Y = a_0 + \sum_{i=1}^\inputDim a_i X_i + \varepsilon,

where (a_i)_{i = 0, 1, ..., \inputDim} are constant parameters and \varepsilon is a random variable with zero mean and standard deviation \sigma_{\varepsilon} independent of the input variables X_i. If the random variables X_1,\ldots,X_\inputDim are independent and with finite variance \Var{X_i}, the variance of Y can be estimated as follows:

\Var{Y} = \sum_{i=1}^\inputDim a_i^2 \Var{X_i} + \sigma_{\varepsilon}^2 = \sigma^2.

The SRC coefficient is defined by (see [borgonovo2017] page 131, eq. 14.3):

\operatorname{SRC}_i = a_i \sqrt{\frac{\Var{X_i}}{\Var{Y}}}

for i = 1, ..., d. The estimators for the regression coefficients a_0,\ldots,a_\inputDim, and the standard deviation \sigma are obtained from a sample of (Y,X_1,\ldots,X_\inputDim). The SRC coefficients are defined as the estimators \widehat{\operatorname{SRC}}_i of the coefficients SRC_i:

\widehat{\operatorname{SRC}}_i = \widehat{a}_i \frac{\widehat{\sigma}_i}{\widehat{\sigma}},

for i = 1, ..., \inputDim, where \widehat{a}_i is the estimate of the regression coefficient a_i, \widehat{\sigma}_i is the sample standard deviation of the sample of the input variable X_i and \widehat{\sigma} is the sample standard deviation of the sample of the output variable Y. The absolute value of this estimated contribution is by definition between 0 and 1. The closer it is to 1, the greater the impact the variable X_i has on the variance of Y. See the computeSRC method to compute the SRC coefficients.

Before estimating the SRC coefficients, we mush check the quality of the linear regression: if the linear regression model is a poor fit to the data, then the SRC coefficients are useless. See e.g. the MetaModelValidation class to validate the linear model against a test data set.

The \operatorname{SRC}_i^2 index, which is the contribution of X_i to the variance of Y, is sometimes described in the literature as the “importance factor”, because of the similarity between this approach to linear regression and the method of cumulative variance which uses the term importance factor. This importance factor is also named “squared SRC” coefficient (see [borgonovo2017] page 131, eq. 14.5):

\operatorname{SRC}_i^2 = a_i^2 \frac{\Var{X_i}}{\Var{Y}}

for i = 1, ..., \inputDim. The squared SRC coefficients of a linear model are equal to its Sobol’ indices. If the model is linear, the first-order Sobol’ index is equal to the total Sobol’ index since there is no interaction. See the computeSquaredSRC method to compute the squared SRC coefficients.

If the input random variables (X_i)_{i = 1, ..., \inputDim} are dependent, then the SRC is not a valid importance measure anymore (see [daveiga2022] remark 4 page 33).

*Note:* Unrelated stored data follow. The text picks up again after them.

PR #65, opened 2022-08-05
cli: implement status command

### LINKED ISSUE #30: cli: implement `status` command
Create a new `status` command that replicates all the functionality we have in `reana-client`.
It should also include all the flags and return exactly the same output as `reana-client status`.

Example:
```
$ reana-client status -w workflow
NAME       RUN_NUMBER   CREATED               STARTED               ENDED                 STATUS     PROGRESS
workflow   1            2022-07-06T07:40:23   2022-07-06T07:40:34   2022-07-06T07:40:50   finished   2/2

```

BrunoRosendo:
closes #30

### DIFF
--- a/cmd/status.go
+++ b/cmd/status.go
@@ -1,0 +1,261 @@
+/*
+This file is part of REANA.
+Copyright (C) 2022 CERN.
+
+REANA is free software; you can redistribute it and/or modify it
+under the terms of the MIT License; see LICENSE file for more details.
+*/
+
+package cmd
+
+import (
+	"fmt"
+	"reanahub/reana-client-go/client"
+	"reanahub/reana-client-go/client/operations"
+	"reanahub/reana-client-go/utils"
+	"strings"
+
+	"golang.org/x/exp/slices"
+
+	"github.com/go-gota/gota/dataframe"
+	"github.com/go-gota/gota/series"
+
+	"github.com/spf13/cobra"
+)
+
+const statusDesc = `
+Get status of a workflow.
+
+The ` + "``status``" + ` command allow to retrieve status of a workflow. The status
+can be created, queued, running, failed, etc. You can increase verbosity or
+filter retrieved information by passing appropriate command-line options.
+
+Examples:
+
+  $ reana-client status -w myanalysis.42
+
+  $ reana-client status -w myanalysis.42 -v --json
+`
+
+const statusFormatFlagDesc = `Format output by displaying only certain columns.
+E.g. --format name,status.`
+
+type statusOptions struct {
+	token           string
+	workflow        string
+	formatFilters   []string
+	jsonOutput      bool
+	verbose         bool
+	includeDuration bool
+}
+
+// newStatusCmd creates a command to get status of a workflow.
+func newStatusCmd() *cobra.Command {
+	o := &statusOptions{}
+
+	cmd := &cobra.Command{
+		Use:   "status",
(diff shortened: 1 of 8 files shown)


cmd/status.go
```diff
@@ -0,0 +1,281 @@
...
+	}
+	payload := statusResp.Payload
+
+	header := buildStatusHeader(
+		o.verbose,
+		o.includeDuration,
+		payload.Progress,
+		payload.Status,
+	)
+	parsedFormatFilters := utils.ParseFormatParameters(o.formatFilters, false)
```
BrunoRosendo, line 132: While doing this, I noticed the Python client doesn't respect order in the format filter. Should we open an issue for that?

utils/filters.go
```diff
@@ -193,12 +193,12 @@ type FormatFilter struct {
...
 // ParseFormatParameters parses a list of formatOptions to a slice of FormatFilter.
 // If the format option has a filter, that will be the value in the struct and the filterRows boolean will be true.
-func ParseFormatParameters(formatOptions []string) []FormatFilter {
+func ParseFormatParameters(formatOptions []string, filterRows bool) []FormatFilter {
 	var parsedFilters []FormatFilter
 	for _, filter := range formatOptions {
 		filterNameAndValue := strings.SplitN(filter, "=", 2)
 		formatFilter := FormatFilter{column: filterNameAndValue[0], filterRows: false}
-		if len(filterNameAndValue) >= 2 {
+		if filterRows && len(filterNameAndValue) >= 2 {
```
mdonadoni, line 201: Should we return an error if `!filterRows` and `len(filterNameAndValue) >= 2`?

cmd/status.go
mdonadoni: Yes please!

cmd/status.go
```diff
@@ -0,0 +1,261 @@
...
+Examples:
+
+  $ reana-client status -w myanalysis.42
+
+  $ reana-client status -w myanalysis.42 -v --json
+`
+
+const statusFormatFlagDesc = `Format output by displaying only certain columns.
+E.g. --format name,status.
+`
```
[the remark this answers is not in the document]
BrunoRosendo: I agree, I'll change this in other commands too

utils/filters.go
BrunoRosendo: Hmm I'm not sure. For example, in the status command, the format does not filter. That said, if the user inserts `--format name=root`, should we return an error because of that? We could just ignore everything after `=`, that's the current behavior in the Python client. Do you think this should be changed?

Otherwise, do we return an error because it includes an `=` or because the string `name=root` isn't a valid filter?

mdonadoni: It just feels odd that the user can specify `--format name=root` and we simply ignore `root`, but I guess we can leave it like this for compatibility with r-client 😄

cmd/status.go
```diff
@@ -0,0 +1,261 @@
...
+			if err != nil {
+				return err
+			}
+		}
+
+		colSeries.Append(value)
+		df = df.CBind(dataframe.New(colSeries))
+	}
+
+	df = utils.FormatDataFrame(df, filters)
```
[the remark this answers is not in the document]
BrunoRosendo: I opened #69, should we open one for r-client too? :sweat_smile:

mdonadoni (approved):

In this case, the partial correlation coefficient (PCC) has been suggested, but this index is rather a measure of the linear relationship between the input and the output. Other indices such as the Lindeman-Merenda-Gold (LMG) have been suggested in the dependent case (see [daveiga2022] page 33).

Standard Rank Regression Coefficients (SRRC) are SRC coefficients computed on the ranked input variables \operatorname{rank}(\inputRV) = \left( \operatorname{rank}(X_1), \ldots, \operatorname{rank}(X_\inputDim) \right) and the ranked output variable \operatorname{rank}(Y). They are useful when the relationship between Y and \inputRV is not linear (so SRC cannot be used), but only monotonic. See the computeSRRC method to compute the SRRC coefficients.